So, should I build an app?

I don't believe this is a marketing question. It's a product and business question. I think the answer could well be "yes" for many businesses if you have elements that can be improved by:

  • Native APIs (camera, coarse or fine-grained location, etc)
  • Game-engine-style graphics abilities
  • Offline functionality
  • Lock-in that actually benefits your users somehow

But it's not a marketing question. Aside from a small number of communication tools that can grow via viral loops (think: whatsapp), apps are not a discovery mechanism.
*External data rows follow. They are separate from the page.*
PR #452, opened 2023-01-24
Increase pruner frequency to every 2 minutes

Roming22:
Until tekton-results prunes the pipelines as soon as the logs have been stored, we need to be more aggressive in the pruning to prevent users running into PVCs quota issues.


adambkaplan (approved):
/approve

Do we have a mechanism for measuring an SLI for this CronJob? Should we even do this if Tekton Results is going to prune PipelineRuns?

gabemontero (approved):
I'll reiterate a comment I made in the arch call comments @Roming22  - if you want to check out the cpu/mem impact of such a change, `kubectl top pod` is a useful tool.

Roming22:
@adambkaplan This is just to tie us over until Tekton Result is up and running.

PR #460, opened 2023-02-03
Fix pipeline-service-update-dependencies

Roming22:


Roming22:
Forcing merge, as this change cannot impact customers.

PR #462, opened 2023-02-06
fixed issue of trigger test

xinredhat:
This PR is to fix the issue of Trigger test, which missed a [rbac.yaml](https://raw.githubusercontent.com/tektoncd/triggers/v0.18.0/examples/rbac.yaml).


Roming22 (approved):
We should probably remove that test in the near future since we don't use triggers anymore.

PR #469, opened 2023-02-08
Revert "update tekton-results manifests and images"

Roming22:
This reverts commit 5284a2ccd6a507eda6fa48fcaee6cda84c13a569. The commit broke the CI, and the issue is hard enough to fix that reverting the commit is necessary.


adambkaplan:
Revert and roll forward is sometimes the best option. +1 for having the courage to do this.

The vast majority of app store searches are navigational (i.e. people searching for apps they've already heard of) and I don't see that changing any time soon – an app store search isn't going to replace a general web search for knowledge and so it's not going to add people into the top of your funnel.

It's also such a hugely fragmented market that – from conversations with developers who've seen their apps sitting at #1 in moderate-sized categories – I know that even success doesn't inherently drive more downloads and more success.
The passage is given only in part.